**Task goal**.
From the listing below, reproduce word for word the part that opens with the line containing "PR #333, opened 2025-08-11" and closes with the line containing "There are a"; reproduce nothing else.

┌─ Supplied material

PR #329, opened 2025-08-07
Added AI symbols and audio structs

AnonymousRandomPerson:
Not sure if the new `EntityIsValid` in overlay 31 will cause problems by conflicting with the existing one in overlay 29. It can be renamed if needed.

### DIFF
--- a/headers/functions/arm9.h
+++ b/headers/functions/arm9.h
@@ -32,6 +32,7 @@ struct mem_arena* CreateMemArena(struct iovec* mem, uint32_t max_blocks);
 void* MemLocateSet(struct mem_arena* arena, uint32_t len, uint32_t flags);
 void MemLocateUnset(struct mem_arena* arena, void* ptr);
 int RoundUpDiv256(int x);
+int sin_4096(int x);
 bool UFixedPoint64CmpLt(int32_t x_upper, uint32_t x_lower, int32_t y_upper, uint32_t y_lower);
 int MultiplyByFixedPoint(int x, fx32_8 mult_fp);
 uint32_t UMultiplyByFixedPoint(uint32_t x, ufx32_8 mult_fp);
--- a/headers/functions/arm9.h
+++ b/headers/functions/arm9.h
@@ -32,7 +32,7 @@ struct mem_arena* CreateMemArena(struct iovec* mem, uint32_t max_blocks);
 void* MemLocateSet(struct mem_arena* arena, uint32_t len, uint32_t flags);
 void MemLocateUnset(struct mem_arena* arena, void* ptr);
 int RoundUpDiv256(int x);
-int sin_4096(int x);
+int SinAbs4096(int x);
 bool UFixedPoint64CmpLt(int32_t x_upper, uint32_t x_lower, int32_t y_upper, uint32_t y_lower);
 int MultiplyByFixedPoint(int x, fx32_8 mult_fp);
 uint32_t UMultiplyByFixedPoint(uint32_t x, ufx32_8 mult_fp);
--- a/headers/functions/overlay29.h
+++ b/headers/functions/overlay29.h
@@ -678,6 +678,7 @@ int PerformDamageSequence(struct entity* attacker, struct entity* defender, stru
                           struct damage_data* damage_out, union damage_source damage_source);
 bool CanHitWithRegularAttack(struct entity* attacker, struct entity* defender);
 bool StatusCheckerCheck(struct entity* attacker, struct move* move);
+void StatusCheckerCheckOnTarget(struct entity* attacker, struct entity* target, struct move* move);
 enum weather_id GetApparentWeather(struct entity* entity);
 void TryWeatherFormChange(struct entity* entity);
 void ActivateSportCondition(bool water_sport);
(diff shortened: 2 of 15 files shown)


headers/functions/arm9.h
```diff
@@ -32,6 +32,7 @@ struct mem_arena* CreateMemArena(struct iovec* mem, uint32_t max_blocks);
 void* MemLocateSet(struct mem_arena* arena, uint32_t len, uint32_t flags);
 void MemLocateUnset(struct mem_arena* arena, void* ptr);
 int RoundUpDiv256(int x);
+int sin_4096(int x);
```
UsernameFodder, line 35: This should follow the normal PascalCase naming convention. It's not a builtin

headers/functions/overlay29.h
```diff
@@ -360,6 +360,7 @@ void EndMuzzledStatus(struct entity* user, struct entity* target);
 void EndMiracleEyeStatus(struct entity* user, struct entity* target);
 void EndMagnetRiseStatus(struct entity* user, struct entity* target);
 bool TransferNegativeBlinkerClassStatus(struct entity* user, struct entity* target);
+bool TryEndPetrifiedOrSleepStatus(struct entity* pokemon, struct entity* target);
```
UsernameFodder, line 363: Is `user` appropriate for the first param? Be consistent with everything else

headers/functions/overlay29.h
```diff
@@ -856,6 +858,9 @@ void AddHeldItemToBag(struct monster* monster);
 void RemoveEmptyItemsInBagWrapper(void);
 void GenerateItem(struct item* item, enum item_id item_id, uint16_t quantity,
                   enum gen_item_stickiness sticky_type);
+void HandleCurvedProjectileThrow(struct entity* thrower, struct item* item,
```
UsernameFodder, line 861: Can we call the first param `user`?

headers/functions/overlay31.h
```diff
@@ -7,6 +7,7 @@ void DungeonMenuSwitch(int idx);
 void CreateStairsMenuState(struct entity* entity);
 void StairsSubheadingCallback(int window_id);
 int HandleStairsMenu(void);
+bool EntityIsValid(struct entity* entity);
```
UsernameFodder, line 10: Yes this is going to cause problems for c-of-time. See `EntityIsValidMoveEffects`, this should similarly have a unique name

symbols/arm9.yml
```diff
@@ -292,6 +292,16 @@ arm9:
         
         r0: number
         return: number // 256
+    - name: sin_4096
```
UsernameFodder, line 295: This isn't `sin(x)`, it's `sin(abs(x))` so we should name it accordingly

UsernameFodder (changes requested):

symbols/arm9.yml
AnonymousRandomPerson: Renamed to `SinAbs4096`.

headers/functions/overlay31.h
AnonymousRandomPerson: Renamed to `EntityIsValidOverlay31`.

symbols/arm9/libs.yml
```diff
@@ -2667,19 +2667,21 @@ libs:
         r0: a
         r1: b
         return: a + b
-    - name: _dgeq
+    - name: _dgr
+      aliases:
+        - _dgeq
```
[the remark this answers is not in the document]
AnonymousRandomPerson: Removed. I also removed the alias `IsAffectedByTaunt` for `IsUsableWhileTaunted`, as that was a similar case where I previously renamed an incorrect symbol.

symbols/ram.yml
```diff
@@ -829,6 +829,12 @@ ram:
         NA: 0x4
         JP: 0x4
       description: "[Runtime] The index into METRONOME_TABLE for the next usage of Metronome."
+    - name: DEFAULT_TILE_COPY
```
UsernameFodder, line 832: This needs a length

symbols/overlay31.yml
```diff
@@ -71,6 +71,19 @@ overlay31:
...
+    - name: EntityIsValidOverlay31
+      address:
+        EU:
+          - 0x2384258
+        NA:
+          - 0x2383658
+        JP:
+          - 0x23848D8
+      description: |-
+        Checks if an entity pointer points to a valid entity (not entity type 0, which represents no entity).
```
UsernameFodder, line 83: Include a reference to the main one in overlay29

symbols/arm9.yml
```diff
@@ -3394,8 +3404,6 @@ arm9:
         r0: move
         return: bool
     - name: IsUsableWhileTaunted
-      aliases:
-        - IsAffectedByTaunt
```
UsernameFodder, line 3398: I'd rather keep this one even though it's wrong. It's not an internal system function so it's more likely someone could be using it.

headers/functions/overlay29.h
```diff
@@ -677,6 +678,7 @@ int PerformDamageSequence(struct entity* attacker, struct entity* defender, stru
                           struct damage_data* damage_out, union damage_source damage_source);
 bool CanHitWithRegularAttack(struct entity* attacker, struct entity* defender);
 bool StatusCheckerCheck(struct entity* attacker, struct move* move);
+void StatusCheckerCheckOnTarget(struct entity* attacker, struct entity* target, struct move* move);
```
UsernameFodder, line 681: The description says there's a return value

UsernameFodder (changes requested):

UsernameFodder (approved):

PR #333, opened 2025-08-11
rescue.bin updates + synth.bin

HappyLappy1:
There are a handful of things I need to update/correct for rescue.bin, and in addition, I've taken a closer look at synth.bin, which seems to store data for the Croagunk Swap Shop. Here's hoping the second commit isn't as rocky as the first one...


headers/functions/arm9.h
```diff
@@ -196,6 +196,7 @@ enum move_id GetItemMoveId(enum item_id item_id);
 bool TestItemAiFlag(enum item_id item_id, enum item_flag flag);
 bool IsItemInTimeDarkness(enum item_id item_id);
 bool IsItemValidVeneer(enum item_id item_id);
+struct item_id_16 ReturnEggExclusiveItem(struct monster_id_16);
```
UsernameFodder, line 199: There's no point in using the narrowed structs in functions since params are always passed back and forth in 4-byte registers/stack entries, so it's simpler to just use the bare enums. The width only matters in struct fields.

symbols/arm9.yml
```diff
@@ -3138,12 +3146,30 @@ arm9:
...
+        Searches synth_template in SYNTH/synth.bin for a matching exclusive item.
+        r0: item_id of an exclusive item.
+        return: pointer to synth_template containing that item. 0 if no match was found.
+    - name: GetValidSynthsForSpecies
+      address:
+        EU: 0x201334C
+      description: |-
+        Fills out monster_synth_data for the specified monster, containing the synth templates that apply to said monster.
+        r0: monster_id of the monster
+        r1: Pointer to an empty monster_synth_data, to be filled by the function.
```
UsernameFodder, line 3170: Per convention in some other places, let's do

```suggestion
        r1: [output] Pointer to an empty monster_synth_data, to be filled by the function.
```

headers/types/common/enums.h
```diff
@@ -3966,16 +3966,25 @@ ENUM_8_BIT(mission_status);
...
     // mission_template_item_data_1 is ignored, and mission_template_item_data_2 is an item_id
     ITEM_CASE_SPECIFIC_ITEM = 1,
     // mission_template_item_data_1 and mission_template_item_data_2 are indices to a table
-    ITEM_CASE_USE_ITEM_TABLE = 2,
-    // Has a distinct case menu, unused in template.
-    ITEM_CASE_UNK_3 = 3,
-    // mission_template_item_data_1 and mission_template_item_data_2 are ignored
-    ITEM_CASE_NO_ITEM = 4
+    ITEM_CASE_TABLE_AVAILABLE_ITEM = 2,
+    // similar to ITEM_CASE_TABLE_ITEM, but without a check for availability. Unused in template.
```
UsernameFodder, line 3977:
```suggestion
    // similar to ITEM_CASE_TABLE_AVAILABLE_ITEM, but without a check for availability. Unused in template.
```

headers/types/common/common.h
```diff
@@ -755,6 +755,50 @@ struct adventure_log {
...
+    // Only used for the Water Float (6) and the Phione/Manaphy items (7).
+    int16_t min_balance_flag;
+};
+ASSERT_SIZE(struct synth_template, 8);
+
+// Structure of SYNTH/synth.bin file, which is used for the Croagunk Swap Shop.
+struct synth_file {
+    struct synth_template synth_templates[780];
+    // The last 4 templates appear to be empty, with 0 weight.
+    struct synth_template unused_templates[4];
```
UsernameFodder, line 798: There's no point in separating out the array just to denote the empty entries, considering they're all the same type. It's simpler to just make everything one big array, with a comment

headers/types/common/common.h
```diff
@@ -755,6 +755,50 @@ struct adventure_log {
...
+    int32_t num_items_looped;
+    // 0x4: Sum of all num_to_trade in stored templates
+    int32_t total_num_to_trade;
+    // 0x8: synth_templates with exclusive items applicable to the species
+    struct synth_template* applicable_templates[5];
+};
+ASSERT_SIZE(struct monster_synth_data, 28);
+
+struct type_synth_data {
+    // 0x0: A bitfield of which types have species exclusive items.
```
UsernameFodder, line 769: A "bitfield" has a specific meaning in C/C++ and refers to struct fields that are smaller than the width of the integer type and can be packed together with other bitfields (e.g., `uint8_t bitfield : 1` is a 1-bit bitfield). I don't think this is what you mean here? We should probably use different terminology here.

UsernameFodder (changes requested):

headers/functions/arm9.h
HappyLappy1: I thiiiiink I understand? because the params are 4-byte, the inputs don't need to be compressed. but the actual return of the function still needs to be item_id_16, or is that ALSO full width, because the output (r0) is full width?

headers/types/common/common.h
HappyLappy1: Yeah that was probably not a great choice of words. Fixed.

headers/functions/arm9.h
```diff
@@ -196,6 +196,7 @@ enum move_id GetItemMoveId(enum item_id item_id);
 bool TestItemAiFlag(enum item_id item_id, enum item_flag flag);
 bool IsItemInTimeDarkness(enum item_id item_id);
 bool IsItemValidVeneer(enum item_id item_id);
+enum item_id ReturnEggExclusiveItem(enum monster_id);
```
UsernameFodder, line 199: Still give the param a name though, e.g.

```suggestion
enum item_id ReturnEggExclusiveItem(enum monster_id monster_id);
```

headers/types/common/common.h
```diff
@@ -755,6 +755,50 @@ struct adventure_log {
...
+    int32_t num_items_looped;
+    // 0x4: Sum of all num_to_trade in stored templates
+    int32_t total_num_to_trade;
+    // 0x8: synth_templates with exclusive items applicable to the species
+    struct synth_template* applicable_templates[5];
+};
+ASSERT_SIZE(struct monster_synth_data, 28);
+
+struct type_synth_data {
+    // 0x0: A bitfield of which types can have exclusive items.
```
UsernameFodder, line 769: Still needs rewording?

UsernameFodder (changes requested):

PR #337, opened 2025-08-24
Documented some ground BG functions

AnonymousRandomPerson:
These symbols came from @DizzyEggg from the decomp.


AnonymousRandomPerson:
Just got word that this research is still in progress, so I'll reopen this when ready.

└─

**Task answer**.
PR #333, opened 2025-08-11
rescue.bin updates + synth.bin

HappyLappy1:
There are a handful of things I need to update/correct for rescue.bin, and in addition, I've taken a closer look at synth.bin, which seems to store data for the Croagunk Swap Shop. Here's hoping the second commit isn't as rocky as the first one...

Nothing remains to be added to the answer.